→ What the exercise asks
Which lines of the data contain the string "Architects"? Copy every one.

→ Raw data
Issue #61, opened 2018-09-14
Reset password flow


tomalrussell:
- [ ] View reset password request form (email address)
- [ ] Generate token
- [ ] Send email (look at mailgun)
- [ ] Validate token
- [ ] View reset password form (new password/confirm)
- [ ] Update password + login

mz8i:
@tomalrussell If the user registered without an e-mail, then it's not possible to reset a password, right?

mz8i:
Re mailgun, do we actually want to use that platform?

tomalrussell:
Can you flesh out pros/cons/options?

- Simply sending from the server
- we do have a mailgun account already; the discourse forum uses it for transactional emails
- data protection considerations?
________________________________

mz8i:
If we already have an account then I think it makes sense to use it! I'll read up on how to set up Node as a client

mz8i:
I think we should use Mailgun but over SMTP rather than using their proprietary API, and use some popular library like Nodemailer on the Node side - this way we only need to change the endpoint information if we ever want to switch for example to a self-hosted SMTP server.

dominijk:
Lfgss.com use a service (mircosm?) which works well based on my experience of using it for a few years. I don’t have a password just an email,  when I clear my cache or login elsewhere i just enter my email and get a new PIN number emailed which the client holds onto

tomalrussell:
@mz81 - :+1: making it easy to switch provider, mailgun+smtp+nodemailer sounds like a good approach

@dominijk :+1: email-only login - should be covered by #62

PR #399, opened 2019-08-21
Feature 61: forgotten password

mz8i:
Work towards #61.

The current commits contain the backend part of the password reset functionality. Password reset can already be carried out through sending requests to the API. Work on frontend in progress.


mz8i:
Will need to improve the mechanism for assembling the link in password reset email, due to https://www.skeletonscribe.net/2013/05/practical-http-host-header-attacks.html

app/src/api/controllers/userController.ts
```diff
@@ -0,0 +1,105 @@
...
+    throw new Error('adsd');
+    if(req.body == undefined || (req.body.email == undefined && req.body.token == undefined)) {
+        return res.send({ error: 'Expected an email address or password reset token in the request body' });
+    }
+
+    if(req.body.email != undefined) {
+        // first stage: send reset token to email address
+
+        // this relies on the API being on the same hostname as the frontend
+        const { origin } = new URL(req.protocol + '://' + req.headers.host);
```
tomalrussell: In absence of brighter ideas, this could come from an environment variable (to avoid trusting request headers).

app/src/api/controllers/userController.ts
```diff
@@ -0,0 +1,105 @@
...
+        () => userService.logout(req.session)
+    ).then(() => {
+        res.send({ success: true });
+    }).catch(err => {
+        res.send({ error: err });
+    });
+}
+
+async function resetPassword(req: express.Request, res: express.Response) {
+    throw new Error('adsd');
```
tomalrussell: Always fails - for testing?

app/src/api/controllers/userController.ts
mz8i: My thoughts too. I wanted it to be automatic but I guess updating one variable between dev and prod is not too much of a hassle. I would suggest having `WEBAPP_ORIGIN` then, set to for example `http://localhost:3000` or `https://beta.colouring.london` etc?

app/src/api/controllers/userController.ts
mz8i: ah, sorry about that... Yes indeed, not sure how I managed to leave it there. Pushing a fix now.

PR #403, opened 2019-08-23
[WIP] Feature/view edit refactor

tomalrussell:
This currently breaks the multi-edit view, but is otherwise close to getting in shape.

Big idea: declarative react view for each "category" 

This moves away from the json fields-config to plain-old components.

- `App` routes to 
- `BuildingView` which switches on category, rendering
- e.g. `LocationContainer` which contains all the data-entry inputs, with names/labels/tooltips - most of the fields-config.json reworked directly into component attributes.

To reuse copy/edit logic, and header/wrapper HTML elements, each `***Container` (in `frontend/building/data-containers`) is wrapped by `withCopyEdit` from `frontend/building/data-container.tsx`. This is the [higher-order components](https://reactjs.org/docs/higher-order-components.html) pattern to compose the simple `***Container` with the stateful wrapping that handles switching modes and persisting data.

Individual field components are all in `frontend/building/data-components`. The idea is that these can grow too, to allow for friendlier user experience but exposing a simple interface to components higher up the tree. For example, `MultiDataEntry` is a small stateful component that wraps around a list of text inputs. `YearDataEntry` is a sketch towards having simpler date selection, with a few TODOs.


app/src/frontend/building/categories.tsx
```diff
@@ -0,0 +1,147 @@
...
+const Categories = (props) => (
+    <Sidebar>
+        <Category
+            title="Location"
+            slug="location"
+            help="https://pages.colouring.london/location"
+            inactive={false}
+            mode={props.mode}
+            building_id={props.building_id}
+        />
```
mz8i: Nit-pick: could just do `{...props}` in each `Category` to reduce repetition?

tomalrussell: I'm less keen on passing `{...props}` through since realising it makes it easy to rely on things implicitly which may be set up two or more layers away - "Explicit is better than implicit" in a Zen-of-Python kind of way.

mz8i: True. What could reduce the implicitness would be having TS interfaces defined for prop types of both components - then if a field was added to the prop types of Categories but not Category, it would result in a transpilation error, because the destructuring process would try to assign to properties that do not exist on Category.

tomalrussell:
> In what ways is the creation of special components for categories and data fields better than having all the definitions in the JSON file? 

It drops a layer of abstraction which worked neatly when we had a small set of input types (number/text/select) and it looked like we might want to quickly add new fields in each category without much further customisation. 

Now we're looking at more custom handling of inputs and introducting some hierarchy or nested components - dropping the custom JSON mini-specification in favour of plain-old-react-components should make it more direct to add, extend and customise the sidebar UI.

> How much does it increase the effort necessary to change some information across the site? It would seem to me that there will be quite a few places one has to edit? 

If we want to add a field to a category in the sidebar UI, it's a change in one place, as before - the relevant data-container (say `app/src/frontend/building/data-containers/community.tsx`). We still need to add the database field, and whitelist and validate it in the API and building service.

If we want to use a new custom control, then we can add a new component to  `app/src/frontend/building/data-components` and use it. Because we now share data-components between view and edit modes, there's a bit less duplication.

> I understand that one upside is being able to easier define some more advanced interactions during data input?

That's the intention, yes - if we want to introduce layers of hierarchy or more complicated data-entry components that guide users through the process a bit more, we can do that fairly directly, at the level of the `data-components`. Depending on just how complex these become, we might need to slice up or reorganise further - hopefully this is a reasonably well-structured point to allow for further change later.

PR #408, opened 2019-08-30
Features/migrations team

### LINKED ISSUE #362: db: Add Team category awards fields (type & year) to database
**Fields for launch**
- Number of awards for building (can activate, set min max of ?20?) - (map colour with be as location, based on number of awards)
- Award names - award naming body 
- Year of award (with min max constraint from year of earliest award to max of current year) 

**Steps for adding new fields to database;**

- [x] Identify bulk data sources (optional)
- [x] Required - Define field values as static category page using [this](https://awards-list.co.uk/uk-awards/construction-awards-and-architecture-awards/) as initial list
- [ ] Required - Identify need for source and verification for fields, log to spreadsheet
- [x] Required - Define input method for field (Drop down with multi select and auto complete) 
- [x] Required - Add category down file
- [x] Required - Add category up file
- [x] Required - If not all fields added create new issue and link, copy steps above #406 
- [x] On completion set up Github issue for activating fields on front end #407

dominijk:
This will close #362, I've opted for `ENUM` types for award names as discussed in issue


migrations/013.team.up.sql
```diff
@@ -0,0 +1,44 @@
+-- Remove team fields, update in paralell with adding new fields
+--Numeric small int, if > 1 triggers multifield boxes on fron end
+ALTER TABLE buildings
+    ADD COLUMN IF NOT EXISTS number_of_awards smallint;
+
+-- Building award, can be any of:
+-- This is an edit of all potential awards to the most commonly recognised with bias to community, hertiage and design focussed ones
+CREATE TYPE team_awards
+AS ENUM ('Architects Jorunal - Heritage Project',
+    'Architects Jorunal - Housing Project',
```
tomalrussell: Typo for Journal (Jorunal) here and below?

migrations/013.team.up.sql
```diff
@@ -0,0 +1,44 @@
...
+    'Neave Brown Award',
+    'New London Architecture awards - Conservation and retrofit',
+    'New London Architecture awards - Mayors Prize',
+    'New London Architecture awards - Culture & Community',
+    'New London Architecture awards - Education',
+    'New London Architecture awards - Homes',
+    'New London Architecture awards - Housing',
+    'New London Architecture awards - Offices',
+    'RIBA Gold mdeal',
+    'RIBA Sitrling prize',
```
tomalrussell: Typo for Stirling?

migrations/013.team.up.sql
```diff
@@ -0,0 +1,44 @@
...
+    'ICE London Civil Engineering Awards',
+    'Neave Brown Award',
+    'New London Architecture awards - Conservation and retrofit',
+    'New London Architecture awards - Mayors Prize',
+    'New London Architecture awards - Culture & Community',
+    'New London Architecture awards - Education',
+    'New London Architecture awards - Homes',
+    'New London Architecture awards - Housing',
+    'New London Architecture awards - Offices',
+    'RIBA Gold mdeal',
```
tomalrussell: Typo for medal?

dominijk:
Potentially its multiple awards per building I'm not sure how often that happens but the norm would be single award per building, option 2 makes sense to me. We've not set one of those up yet have we? It's new to me so I'll go find some docs.

tomalrussell:
I think so far we use jsonb only in the logs table to store patches: [001.core.up.sql#L126](https://github.com/tomalrussell/colouring-london/blob/master/migrations/001.core.up.sql#L126)

References:
- the data type: https://www.postgresql.org/docs/current/datatype-json.html
- functions and operators: https://www.postgresql.org/docs/current/functions-json.html
- blog post intro: https://blog.codeship.com/unleash-the-power-of-storing-json-in-postgres/

dominijk:
Have you got any experience on validating input for `jsonb ` in postgresql? There seem to be a couple of options to validate on the db that it's a valid object 
- https://stackoverflow.com/questions/40096394/is-there-a-way-to-enforce-a-schema-for-a-json-field-within-a-postgresql-record-i

What t I'm trying to figure out if there's something that can look inside the object to check the content is acceptable that isn't a function as that seems an expensive operation to run. Or does that happen in the client? I'm thinking in n particular the free text problem. If I understand correctly in the client I can apply some restrictions that state it has to be an integer, is their an equivalent to `ENUM` if so where would the list of possible awards reside?

Issue #342, opened 2019-08-02
API: Bulk download of file 


dominijk:
Enable users to download simple flat file of data in CL
- [ ] extract open dataset to archive storage (current state + edit history)
- [ ] simple list-of-links page to download "Latest" and "Archive" bulk extracts

mz8i:
@tomalrussell what format do we want to export the edit history in?
Specifically:
- do we include forward (and reverse?) patch or some other description of changes?
- for edit author, do we want user's UUID or name (potentially modified over time by user deletion)
- I assume bulk edits are split into individual building edits? Given that there's a `building_id` in `logs`

mz8i:
On the topic of IDs / UUIDs, is there any case at all where we want to include the internal database IDs in the export files? There's many - `building_id`, `geometry_id`, `revision_id`, `building_property_id`, `log_id` etc

tomalrussell:
Include where they're necessary for cross-reference between exported tables:
- `building_id` is essential
- `geometry_id` skip
- `revision_id` include as cross-reference to last edit in history
- `building_property_id` skip
- `log_id` include for reference by `revision_id`

mz8i:
I'd think about renaming either `revision_id` or `log_id` - at least in the exported files. I overlooked the foreign key so didn't realise they were referring to each other, but to avoid confusion for users of the extract I'd name them the same

mz8i:
Closed by #411

PR #411, opened 2019-08-30
Feature 342: bulk extracts

mz8i:
Work towards #342 - contains python export script, cron schedule, API back-end, and front-end.

Downloads page is accessible under `/data-extracts.html` but there's no link to that page currently - needs discussion where to link from.

still missing: nginx set up to serve archive files (the download links won't work right now)

To test, run migrations and define local path in EXTRACTS_DIRECTORY env var when running python script.


maintenance/extract_data/extract_data.py
```diff
@@ -54,7 +54,7 @@ def db_to_csv(connection, query):
 
 def get_extract_zip_file_path(current_time):
     base_dir = Path(os.environ['EXTRACTS_DIRECTORY'])
-    file_name = f"data-extract-{current_time:%Y-%m-%d}.zip"
+    file_name = f"data-extract-{current_time:%Y-%m-%d-%H_%M_%S}.zip"
```
mz8i: The time is included in the filename to avoid overwriting a file, since that would create two database records pointing to the same file.
While the above should fix the problem because I don't envision two extracts being created in the same second, I'm thinking it might actually be worth throwing an error if we're trying to overwrite a file that already exists, because having two extract records with the same file is a bad situation

app/src/api/services/dataExtract.ts
```diff
@@ -0,0 +1,59 @@
...
+}
+
+export async function listDataExtracts(): Promise<DataExtract[]> {
+    try {
+        const extractRecords = await db.many<DataExtractRow>(
+            `SELECT
+                extract_id, extracted_on, extract_path
+            FROM bulk_extracts`
+        );
+
```
mz8i: To consider: apparently `pg-node` converts a `timestamp without timezone` type to a `Date` in the server's local time zone, while we store timestamps in UTC in the database. We probably need to convert the result adequately, a workaround is mentioned here: https://stackoverflow.com/a/38340396

maintenance/tasks.cron.txt
```diff
@@ -0,0 +1 @@
+0 5 * * * /var/www/colouringlondon/maintenance/extract_data/extract_data.py
```
mz8i: 1. AFAIK the path needs to job script needs to be absolute so I put the standard path to the project on our servers
2. This file could be imported with `cat tasks.cron.txt | crontab -e -` but that would override any other jobs that are not in this file. The solution could be:
a) version control all cron tasks we want to run on the server in the `tasks` file (more comprehensive but might lead to exposing some details that are specific only to our server set-up, like the back-up schedule)
b) do not store cron schedules in version control (but then the schedules, which are sometimes tied to the proper functioning of the website, could get lost / accidentally overwritten etc)

maintenance/extract_data/extract_data.py
tomalrussell: Including timestamp looks good; yes let's throw an error.

app/src/api/services/dataExtract.ts
tomalrussell: From the stackoverflow it looks like the best workaround would be to store `timestamp with timezone` explicitly as UTC.

maintenance/tasks.cron.txt
tomalrussell: 1. Looks fine
2. Do you think we should move to version-controlled config in a private repo? I.e. option a) but avoiding exposing unnecessary detail.

app/src/frontend/data-extracts.tsx
```diff
@@ -0,0 +1,70 @@
...
+
+        this.state = {
+            latestExtract: undefined,
+            previousExtracts: undefined
+        };
+    }
+
+    async componentDidMount() {
+        const res = await fetch('/api/extracts');
+        const data = JSON.parse(await res.text(), dateReviver);
```
tomalrussell: Using `JSON.parse` with `dateReviver` to create `Date` objects, which `await res.json()` wouldn't do?

app/src/frontend/data-extracts.tsx
```diff
@@ -0,0 +1,70 @@
...
+                            <div>
+                                <h1 className="h3">Latest extract</h1>
+                                <ExtractDownloadLink {...this.state.latestExtract} />
+                            </div>
+                    }
+                    {
+                        this.state.previousExtracts && this.state.previousExtracts.length > 0 ?
+                            (<div>
+                                <h1 className="h3">Older extracts</h1>
+                                {this.state.previousExtracts.map(e => <ExtractDownloadLink {...e} />)}
```
tomalrussell: Could be good as a list (`ul`)?

app/src/api/routes/asyncController.ts
```diff
@@ -0,0 +1,8 @@
+import { Request, Response, NextFunction } from 'express';
+
+export default function asyncController(fn: (req: Request, res: Response, next: NextFunction) => Promise<any>) {
```
tomalrussell: This needs a block comment to explain the intention - wrap async controller functions to be used as express routes.

app/src/api/services/dataExtract.ts
```diff
@@ -0,0 +1,59 @@
...
+    extract_path: string;
+}
+
+interface DataExtract {
+    extract_id: number;
+    extracted_on: Date;
+    download_path: string;
+}
+
+export async function listDataExtracts(): Promise<DataExtract[]> {
```
tomalrussell: Here and elsewhere - let's follow the convention of exporting at the bottom of a file in one place.

app/src/frontend/data-extracts.tsx
tomalrussell: (I could have used a one-line comment just to point this out as it's less familiar)

mz8i: I don't quite understand what you mean here, could you rephrase please?

mz8i: ah I think I understand now. Yes, this is to actually parse the JSON date strings into Date objects. Sure, I will aim to put comments in such places where it's slightly less obvious what's happening. Do you want them in the code or rather in a comment to the PR?

app/src/api/services/dataExtract.ts
mz8i: to be honest I am now a bit confused about the handling of time zones in Postgres. From what I've just read in the documentation, `timestamptz` stores UTC values in the database, but upon reading them it assumes that they are in the server's local time zone. What do you then mean, in this context, by storing the dates explicitly as UTC?

maintenance/tasks.cron.txt
mz8i: I would say versioning the configuration but separately from the source would be the way to go. Can you please create the private repo then?

mz8i:
@tomalrussell re the explicit model interfaces, I agree it'd be nice to start annotating more types like that, although we should be more systematic than I was here. I can identify at least three types of data models - ORM models for mapping to database rows (see `DataExtractRow`), internal model for working with on the backend (see `DataExtract`) and the model for the frontend (see `ExtractViewModel`). Here, the latter two are identical. Could potentially have them as one interface.

I think I am happy with the performance for now, but it might be something to monitor. Especially the edit history will be presumably growing quite quickly.

app/src/api/services/dataExtract.ts
mz8i: I guess you mean setting the server time zone explicitly to UTC, upon which `timestamptz` should always be treated as UTC when querying the database.

mz8i: So it seems indeed that the best practice is to keep most columns as `timestamp with time zone` (`timestamptz`). Right now, all our columns in the database are `timestamp without time zone`, and the current time zone set on the production and staging servers is `Europe/London`. I suggest that as part of this PR, we adjust the type of all columns (following [this SO answer](https://dba.stackexchange.com/a/134603) ), change the server time zone to `UTC`, and verify that all the code dealing with timestamps is correct given the new types.

app/src/frontend/data-extracts.tsx
tomalrussell: Great :) yes, I meant that I was briefly puzzled by why the `dateReviver` function was necessary. A short explanatory comment in the code would help.

app/src/api/services/dataExtract.ts
tomalrussell: Suggestion sounds good :+1:

mz8i:
nginx config was added to private config repo. Files will be served from URL `/downloads/*.zip` and will serve files from server.
Not setting scheduled export yet - for launch will only run the export manually.
Link to downloads page added to header.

→ Answer space
+AS ENUM ('Architects Jorunal - Heritage Project',
+    'Architects Jorunal - Housing Project',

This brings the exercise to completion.